Sunday, March 10, 2013
An ode to drunkenness: Rabelais
Any reader can see why Rabelais got in trouble for writing Gargantua and Pantagruel - he'd probably get in trouble today let alone in the 1500s. This novel, if that's what to call it, is as ribald and raunchy and ill-behaved as anything by the Beats or Henry Miller or for that matter Lawrence or Joyce or any of the writers who've faced censorship in the past 100 years (political censorship aside - I'm taking about censorship by the moralists). Everyone knows that Chaucer was incredibly crude and raunchy in many of his "tales," but Chaucer was careful to keep his more outrageous pieces within a context: they're narrated by crude or "low" characters, and they're within a framework of an essentially very conservative and some would say even devout narrative structure. Also, Chaucer was a powerful guy within the highest circle of the government in his era - so first of all he knew exactly how far he could go and second he was a bit protected from censure by virtue of his status.

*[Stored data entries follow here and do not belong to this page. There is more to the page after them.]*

PR #1363, opened 2020-10-15
Make NM Lottery parameters configurable

Kreidos:
I'm sure there are plenty of servers who believe the lottery rates are too high or too low for their liking. This adds 2 flags to adjust the Chance and Cooldown on Lottery NMs.

This allows for some interesting options, such as turning the rates down and setting cooldowns to 0 thus having all NMs be a rare true-lottery. Or of course you could disable all Lottery spawns entirely if you want, I ain't your boss. :shrug: 

**_I affirm:_**

### DIFF
--- a/scripts/globals/mobs.lua
+++ b/scripts/globals/mobs.lua
@@ -61,6 +61,13 @@ end
 -- potential lottery placeholder was killed
 tpz.mob.phOnDespawn = function(ph, phList, chance, cooldown, immediate)
     if type(immediate) ~= "boolean" then immediate = false end
+    
+    if NM_LotteryChance then
+        chance = NM_LotteryChance >= 0 and (chance * NM_LotteryChance) or 100
+    end
+    if NM_LotteryCooldown then
+        cooldown = NM_LotteryCooldown >= 0 and (cooldown * NM_LotteryCooldown) or cooldown
+    end
 
     local phId = ph:getID()
     local nmId = phList[phId]
--- a/scripts/globals/mobs.lua
+++ b/scripts/globals/mobs.lua
@@ -76,8 +76,9 @@ tpz.mob.phOnDespawn = function(ph, phList, chance, cooldown, immediate)
         local nm = GetMobByID(nmId)
         if nm ~= nil then
             local pop = nm:getLocalVar("pop")
-
-            if os.time() > pop and not lotteryPrimed(phList) and math.random(100) <= chance then
+            
+            chance = math.ceil(chance * 10) -- chance / 1000.
+            if os.time() > pop and not lotteryPrimed(phList) and math.random(1000) <= chance then
 
                 -- on PH death, replace PH repop with NM repop
                 DisallowRespawn(phId, true)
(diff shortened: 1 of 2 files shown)


TeoTwawki:
This is similar to what I do on my server, except that I imposed a minimum time before applying the reduction on repop time (didn't want any lotto less than 20 min long while universally cutting it)

Kreidos:
> This is similar to what I do on my server, except that I imposed a minimum time before applying the reduction on repop time (didn't want any lotto less than 20 min long while universally cutting it)

I like this idea myself. I was concerned about having too many flags (wanted it short and simple), but if it's something enough people care about I could add a minimum time as another flag.

**edit** - I know some servers are masochists, so I kind of assumed most people would be using it to lower the rates, ha ha.

Apocarypse (approved):

zach2good (approved):
Idea is good, maths looks good, that settings file is a nightmare!

Since these lua settings are mega-global, could you change the settings name to be ALL_CAPS? `NM_LOTTERY_CHANCE` etc.

If you're feeling _really_ generous you could change the other non-conforming unclear settings to be the same, but that's a lot of work and totally up to you

ibm2431 (commented):
Seconding logic looking fine and ALL_CAPS~

_I'd_ be okay with min and max time settings, but they can be added later (ie: not cause a debate in this PR).

ibm2431:
Since I saw some discussion on Discord.

For future reference, _my_ general opinion (others may vary) is:

Measurement is:
1. How many lines of existing code does the setting effect? Lower is better. _versus_
2. How many in-game events does the setting have an effect on? Higher is better.

Examples:
- Bad: Setting which requires a huge code switch with 20-50+ lines of code. Not a good setting.
- Bad: Setting which [only affects one thing an NPC does that players may not even interact with](https://github.com/project-topaz/topaz/blob/release/scripts/globals/settings.lua#L153). Also not a good setting.
- Good: Setting which modifies only 2 lines of code and has an effect any time a mob is killed. Potentially a good setting.

EXP_RATE, NM_LOTTERY_CHANCE, ENABLE_ROE, are all good settings. They have a huge effect on gameplay, yet are lightweight from a code maintenance perspective.

[AQUAVEIL_COUNTER](https://github.com/project-topaz/topaz/blob/release/scripts/globals/settings.lua#L134) and [BLINK_SHADOWS](https://github.com/project-topaz/topaz/blob/release/scripts/globals/settings.lua#L131) are bad settings. They do only affect one line, but they also [only affect one _event_](https://github.com/project-topaz/topaz/blob/release/scripts/globals/spells/blink.lua#L16) (casting of a single spell).

[USE_ADOULIN_WS_CHANGES](https://github.com/project-topaz/topaz/blob/release/scripts/globals/settings.lua#L82) is right on the cusp. It affects a lot (all weaponskill uses), but it's borderline cumbersome to maintain (if checks [in each WS file](https://github.com/project-topaz/topaz/blob/release/scripts/globals/weaponskills/aeolian_edge.lua#L22-L31), if checks inside [WS calculation functions](https://github.com/project-topaz/topaz/blob/release/scripts/globals/weaponskills.lua#L79-L83)). At some point the logic needs restructuring so that scripts treat SOA changes as _default_ and pre-SOA under a legacy setting. But it's probably for the best we don't breathe on WS too hard until we're ready to redo them from scratch.

Basically, I measure the worth of a setting as the biggest bang for its lines of code.

But I will insist that anything to do with a setting must be capable of being used by the vanilla current client. If you need an old client to be able to make use of a setting, it'd be a hard no from me.

ibm2431 (approved):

Rabelais was a living target; I see in a note in the old Penguin edition I've reading that he was a trained physician, and that makes a lot of sense, as the book is full of arcana about anatomical functions and body parts - and it's also full of celebrations of drinking and drunkenness, or sex, lots of descriptions of farting and shitting and puking, and for all that it's pretty funny, in its way-over-the-top manner: Gargantua born as a giant, through a reverse process he rises from the womb and comes to life through his mother's ear (!), much description of the process of clothing and housing the baby giant - and all to what end? I'm not sure what Rabelais's purpose is in writing this book - I'm sure it didn't earn him any money - but as the Penguin edition notes it gives us a glimpse of two societies in conflict - the religious order of the Middle Ages in conflict with the humanism of the renaissance. Maybe, though I think that's much more true of Chaucer (and maybe Spenser); I don't see any evidence of the church and class structure of the Middle Ages, at least in first 50 pages or so, unless it's present by its very absence, in this book that sticks a thumb in the eye of all social conventions.